• **ACTIVITY**
Copy the listing out exactly as shown.

• **DATA EXCERPTS**
Issue #14424, opened 2018-03-28
Mistake with loading an order in Invoice model


springimport:
### Preconditions
I try to get an extension attributes from Order using the Invoice model.

### Steps to reproduce
Use [getOrder()](https://github.com/magento/magento2/blob/2.3-develop/app/code/Magento/Sales/Model/Order/Invoice.php#L239) in Ivoice model.

### Expected result
Invoice getOrder() uses orderRepository ([Shipment](https://github.com/magento/magento2/blob/2.3-develop/app/code/Magento/Sales/Model/Order/Shipment.php#L204) as an example).

### Actual result
Invoice getOrder() uses orderFactory.

PHP 7.1. Magento 2.2.3.

orlangur:
@springimport there is no mistake here, just don't mix legacy models with new approach sticked to repositories.

You are not supposed to get order with extension attributes like `$invoice->getOrder()`, such approach violates Law of Demeter. Simply obtain order model via order repository.

springimport:
@orlangur Ok, what should I to do?
```php
$this->orderRepository->get($invoice->getOrderid());
```

orlangur:
@springimport yep, code like this should do the trick.

PR #14450, opened 2018-03-29
Fix mistake with loading an order in Invoice model

TomashKhamlai:
Should allow you to get an extension attributes from Order using the Invoice model.

### Description
In this pull request was changed the way of getting information about the Invoice.

### Fixed Issues
1. magento/magento2#14424: Mistake with loading an order in Invoice model

### Manual testing scenarios
1. Check that now you can get extension attributes using WebAPI client
2. Check that Magento Swagger also returns extension attributes without error.

### Contribution checklist

### DIFF
--- a/app/code/Magento/Sales/Model/Order/Invoice.php
+++ b/app/code/Magento/Sales/Model/Order/Invoice.php
@@ -96,9 +96,9 @@ class Invoice extends AbstractModel implements EntityInterface, InvoiceInterface
     protected $_invoiceConfig;
 
     /**
-     * @var \Magento\Sales\Model\OrderFactory
+     * @var \Magento\Sales\Api\OrderRepositoryInterface
      */
-    protected $_orderFactory;
+    protected $orderRepository;
 
     /**
      * @var \Magento\Framework\Math\CalculatorFactory
@@ -126,7 +126,7 @@ class Invoice extends AbstractModel implements EntityInterface, InvoiceInterface
      * @param \Magento\Framework\Api\ExtensionAttributesFactory $extensionFactory
      * @param AttributeValueFactory $customAttributeFactory
      * @param Invoice\Config $invoiceConfig
-     * @param \Magento\Sales\Model\OrderFactory $orderFactory
+     * @param \Magento\Sales\Api\OrderRepositoryInterface $orderRepository
      * @param \Magento\Framework\Math\CalculatorFactory $calculatorFactory
      * @param \Magento\Sales\Model\ResourceModel\Order\Invoice\Item\CollectionFactory $invoiceItemCollectionFactory
      * @param Invoice\CommentFactory $invoiceCommentFactory
@@ -142,7 +142,7 @@ class Invoice extends AbstractModel implements EntityInterface, InvoiceInterface
         \Magento\Framework\Api\ExtensionAttributesFactory $extensionFactory,
         AttributeValueFactory $customAttributeFactory,
         \Magento\Sales\Model\Order\Invoice\Config $invoiceConfig,
-        \Magento\Sales\Model\OrderFactory $orderFactory,
+        \Magento\Sales\Api\OrderRepositoryInterface $orderRepository,
         \Magento\Framework\Math\CalculatorFactory $calculatorFactory,
         \Magento\Sales\Model\ResourceModel\Order\Invoice\Item\CollectionFactory $invoiceItemCollectionFactory,
         \Magento\Sales\Model\Order\Invoice\CommentFactory $invoiceCommentFactory,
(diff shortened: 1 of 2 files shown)


magento-cicd2:
[CLA assistant check](https://cla.dev.magento.com/magento/magento2?pullRequest=14450) <br/>All committers have signed the CLA.

app/code/Magento/Sales/Model/Order/Invoice.php
```diff
@@ -236,7 +236,7 @@ public function setOrder(\Magento\Sales\Model\Order $order)
     public function getOrder()
     {
         if (!$this->_order instanceof \Magento\Sales\Model\Order) {
```
ishakhsuvarov, line 238: Since `OrderRepository` may return any class implementing `OrderInterface` this check may be false-negative in some scenarios on customized system.

app/code/Magento/Sales/Model/Order/Invoice.php
```diff
@@ -142,7 +142,7 @@ public function __construct(
         \Magento\Framework\Api\ExtensionAttributesFactory $extensionFactory,
         AttributeValueFactory $customAttributeFactory,
         \Magento\Sales\Model\Order\Invoice\Config $invoiceConfig,
-        \Magento\Sales\Model\OrderFactory $orderFactory,
```
ishakhsuvarov, line 145: It's not allowed to change constructor signature, especially for classes marked with `@api` annotation.
More information is available here: http://devdocs.magento.com/guides/v2.3/contributor-guide/backward-compatible-development/index.html

app/code/Magento/Sales/Model/Order/Invoice.php
```diff
@@ -236,7 +236,7 @@ public function setOrder(\Magento\Sales\Model\Order $order)
     public function getOrder()
     {
         if (!$this->_order instanceof \Magento\Sales\Model\Order) {
-            $this->_order = $this->_orderFactory->create()->load($this->getOrderId());
+            $this->_order = $this->orderRepository->get($this->getOrderId());
```
ishakhsuvarov, line 239: Doc block type hint of `$_order` property was not updated accordingly.

app/code/Magento/Sales/Model/Order/Invoice.php
```diff
@@ -96,9 +96,9 @@ class Invoice extends AbstractModel implements EntityInterface, InvoiceInterface
     protected $_invoiceConfig;
 
     /**
-     * @var \Magento\Sales\Model\OrderFactory
+     * @var \Magento\Sales\Api\OrderRepositoryInterface
      */
-    protected $_orderFactory;
```
ishakhsuvarov, line 101: Removing `$_orderFactory` may break clients already relying on this property. It's better to deprecate it.

app/code/Magento/Sales/Model/Order/Invoice.php
```diff
@@ -236,7 +236,7 @@ public function setOrder(\Magento\Sales\Model\Order $order)
     public function getOrder()
     {
         if (!$this->_order instanceof \Magento\Sales\Model\Order) {
-            $this->_order = $this->_orderFactory->create()->load($this->getOrderId());
+            $this->_order = $this->orderRepository->get($this->getOrderId());
         }
         return $this->_order->setHistoryEntityName($this->entityType);
```
ishakhsuvarov, line 241: * Method doc block still states that return type is `Magento\Sales\Model\Order` which may not be true in some cases. It's best to change it to `OrderInterface` now. 
* Method clients must be checked to avoid unexpected consequences.
* `setOrder` method of this class is now inconsistent with `getOrder`. It's best to check possibility of aligning signatures and behaviors.

app/code/Magento/Sales/Test/Unit/Model/Order/InvoiceTest.php
```diff
@@ -74,6 +75,11 @@ protected function setUp()
                 ]
             )
             ->getMock();
+        $this->orderRepository = $this->getMockBuilder(OrderRepository::class)
```
ishakhsuvarov, line 78: It's best to mock `OrderRepositoryInterface` here

app/code/Magento/Sales/Test/Unit/Model/Order/InvoiceTest.php
```diff
@@ -74,6 +75,11 @@ protected function setUp()
...
+            ->disableOriginalConstructor()
+            ->setMethods(['get'])
```
ishakhsuvarov, line 80: What is the reason for `setMethods` here?

app/code/Magento/Sales/Test/Unit/Model/Order/InvoiceTest.php
```diff
@@ -156,17 +160,13 @@ public function testGetOrderLoadedById()
     {
         $orderId = 100000041;
         $this->modelWithoutOrder->setOrderId($orderId);
-        $this->order->expects($this->once())
-            ->method('load')
-            ->with($orderId)
-            ->willReturnSelf();
+        $this->orderRepository->expects($this->once())
```
ishakhsuvarov, line 163: It may be a good idea to check both cases: 
* in-object cache is used
* new entity is created

ishakhsuvarov:
I would also suggest another testing scenario: verify that none of the currently existing properties in web api response is missing/changed after the change.

sidolov:
@TomashKhamlai , I am closing this PR now due to inactivity.
Thank you for collaboration!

• **OUTPUT OF THE TASK**
Issue #14424, opened 2018-03-28
Mistake with loading an order in Invoice model


springimport:
### Preconditions
I try to get an extension attributes from Order using the Invoice model.

### Steps to reproduce
Use [getOrder()](https://github.com/magento/magento2/blob/2.3-develop/app/code/Magento/Sales/Model/Order/Invoice.php#L239) in Ivoice model.

### Expected result
Invoice getOrder() uses orderRepository ([Shipment](https://github.com/magento/magento2/blob/2.3-develop/app/code/Magento/Sales/Model/Order/Shipment.php#L204) as an example).

### Actual result
Invoice getOrder() uses orderFactory.

PHP 7.1. Magento 2.2.3.

orlangur:
@springimport there is no mistake here, just don't mix legacy models with new approach sticked to repositories.

You are not supposed to get order with extension attributes like `$invoice->getOrder()`, such approach violates Law of Demeter. Simply obtain order model via order repository.

springimport:
@orlangur Ok, what should I to do?
```php
$this->orderRepository->get($invoice->getOrderid());
```

orlangur:
@springimport yep, code like this should do the trick.

PR #14450, opened 2018-03-29
Fix mistake with loading an order in Invoice model

TomashKhamlai:
Should allow you to get an extension attributes from Order using the Invoice model.

### Description
In this pull request was changed the way of getting information about the Invoice.

### Fixed Issues
1. magento/magento2#14424: Mistake with loading an order in Invoice model

### Manual testing scenarios
1. Check that now you can get extension attributes using WebAPI client
2. Check that Magento Swagger also returns extension attributes without error.

### Contribution checklist

### DIFF
--- a/app/code/Magento/Sales/Model/Order/Invoice.php
+++ b/app/code/Magento/Sales/Model/Order/Invoice.php
@@ -96,9 +96,9 @@ class Invoice extends AbstractModel implements EntityInterface, InvoiceInterface
     protected $_invoiceConfig;
 
     /**
-     * @var \Magento\Sales\Model\OrderFactory
+     * @var \Magento\Sales\Api\OrderRepositoryInterface
      */
-    protected $_orderFactory;
+    protected $orderRepository;
 
     /**
      * @var \Magento\Framework\Math\CalculatorFactory
@@ -126,7 +126,7 @@ class Invoice extends AbstractModel implements EntityInterface, InvoiceInterface
      * @param \Magento\Framework\Api\ExtensionAttributesFactory $extensionFactory
      * @param AttributeValueFactory $customAttributeFactory
      * @param Invoice\Config $invoiceConfig
-     * @param \Magento\Sales\Model\OrderFactory $orderFactory
+     * @param \Magento\Sales\Api\OrderRepositoryInterface $orderRepository
      * @param \Magento\Framework\Math\CalculatorFactory $calculatorFactory
      * @param \Magento\Sales\Model\ResourceModel\Order\Invoice\Item\CollectionFactory $invoiceItemCollectionFactory
      * @param Invoice\CommentFactory $invoiceCommentFactory
@@ -142,7 +142,7 @@ class Invoice extends AbstractModel implements EntityInterface, InvoiceInterface
         \Magento\Framework\Api\ExtensionAttributesFactory $extensionFactory,
         AttributeValueFactory $customAttributeFactory,
         \Magento\Sales\Model\Order\Invoice\Config $invoiceConfig,
-        \Magento\Sales\Model\OrderFactory $orderFactory,
+        \Magento\Sales\Api\OrderRepositoryInterface $orderRepository,
         \Magento\Framework\Math\CalculatorFactory $calculatorFactory,
         \Magento\Sales\Model\ResourceModel\Order\Invoice\Item\CollectionFactory $invoiceItemCollectionFactory,
         \Magento\Sales\Model\Order\Invoice\CommentFactory $invoiceCommentFactory,
(diff shortened: 1 of 2 files shown)


magento-cicd2:
[CLA assistant check](https://cla.dev.magento.com/magento/magento2?pullRequest=14450) <br/>All committers have signed the CLA.

app/code/Magento/Sales/Model/Order/Invoice.php
```diff
@@ -236,7 +236,7 @@ public function setOrder(\Magento\Sales\Model\Order $order)
     public function getOrder()
     {
         if (!$this->_order instanceof \Magento\Sales\Model\Order) {
```
ishakhsuvarov, line 238: Since `OrderRepository` may return any class implementing `OrderInterface` this check may be false-negative in some scenarios on customized system.

app/code/Magento/Sales/Model/Order/Invoice.php
```diff
@@ -142,7 +142,7 @@ public function __construct(
         \Magento\Framework\Api\ExtensionAttributesFactory $extensionFactory,
         AttributeValueFactory $customAttributeFactory,
         \Magento\Sales\Model\Order\Invoice\Config $invoiceConfig,
-        \Magento\Sales\Model\OrderFactory $orderFactory,
```
ishakhsuvarov, line 145: It's not allowed to change constructor signature, especially for classes marked with `@api` annotation.
More information is available here: http://devdocs.magento.com/guides/v2.3/contributor-guide/backward-compatible-development/index.html

app/code/Magento/Sales/Model/Order/Invoice.php
```diff
@@ -236,7 +236,7 @@ public function setOrder(\Magento\Sales\Model\Order $order)
     public function getOrder()
     {
         if (!$this->_order instanceof \Magento\Sales\Model\Order) {
-            $this->_order = $this->_orderFactory->create()->load($this->getOrderId());
+            $this->_order = $this->orderRepository->get($this->getOrderId());
```
ishakhsuvarov, line 239: Doc block type hint of `$_order` property was not updated accordingly.

app/code/Magento/Sales/Model/Order/Invoice.php
```diff
@@ -96,9 +96,9 @@ class Invoice extends AbstractModel implements EntityInterface, InvoiceInterface
     protected $_invoiceConfig;
 
     /**
-     * @var \Magento\Sales\Model\OrderFactory
+     * @var \Magento\Sales\Api\OrderRepositoryInterface
      */
-    protected $_orderFactory;
```
ishakhsuvarov, line 101: Removing `$_orderFactory` may break clients already relying on this property. It's better to deprecate it.

app/code/Magento/Sales/Model/Order/Invoice.php
```diff
@@ -236,7 +236,7 @@ public function setOrder(\Magento\Sales\Model\Order $order)
     public function getOrder()
     {
         if (!$this->_order instanceof \Magento\Sales\Model\Order) {
-            $this->_order = $this->_orderFactory->create()->load($this->getOrderId());
+            $this->_order = $this->orderRepository->get($this->getOrderId());
         }
         return $this->_order->setHistoryEntityName($this->entityType);
```
ishakhsuvarov, line 241: * Method doc block still states that return type is `Magento\Sales\Model\Order` which may not be true in some cases. It's best to change it to `OrderInterface` now. 
* Method clients must be checked to avoid unexpected consequences.
* `setOrder` method of this class is now inconsistent with `getOrder`. It's best to check possibility of aligning signatures and behaviors.

app/code/Magento/Sales/Test/Unit/Model/Order/InvoiceTest.php
```diff
@@ -74,6 +75,11 @@ protected function setUp()
                 ]
             )
             ->getMock();
+        $this->orderRepository = $this->getMockBuilder(OrderRepository::class)
```
ishakhsuvarov, line 78: It's best to mock `OrderRepositoryInterface` here

app/code/Magento/Sales/Test/Unit/Model/Order/InvoiceTest.php
```diff
@@ -74,6 +75,11 @@ protected function setUp()
...
+            ->disableOriginalConstructor()
+            ->setMethods(['get'])
```
ishakhsuvarov, line 80: What is the reason for `setMethods` here?

app/code/Magento/Sales/Test/Unit/Model/Order/InvoiceTest.php
```diff
@@ -156,17 +160,13 @@ public function testGetOrderLoadedById()
     {
         $orderId = 100000041;
         $this->modelWithoutOrder->setOrderId($orderId);
-        $this->order->expects($this->once())
-            ->method('load')
-            ->with($orderId)
-            ->willReturnSelf();
+        $this->orderRepository->expects($this->once())
```
ishakhsuvarov, line 163: It may be a good idea to check both cases: 
* in-object cache is used
* new entity is created

ishakhsuvarov:
I would also suggest another testing scenario: verify that none of the currently existing properties in web api response is missing/changed after the change.

sidolov:
@TomashKhamlai , I am closing this PR now due to inactivity.
Thank you for collaboration!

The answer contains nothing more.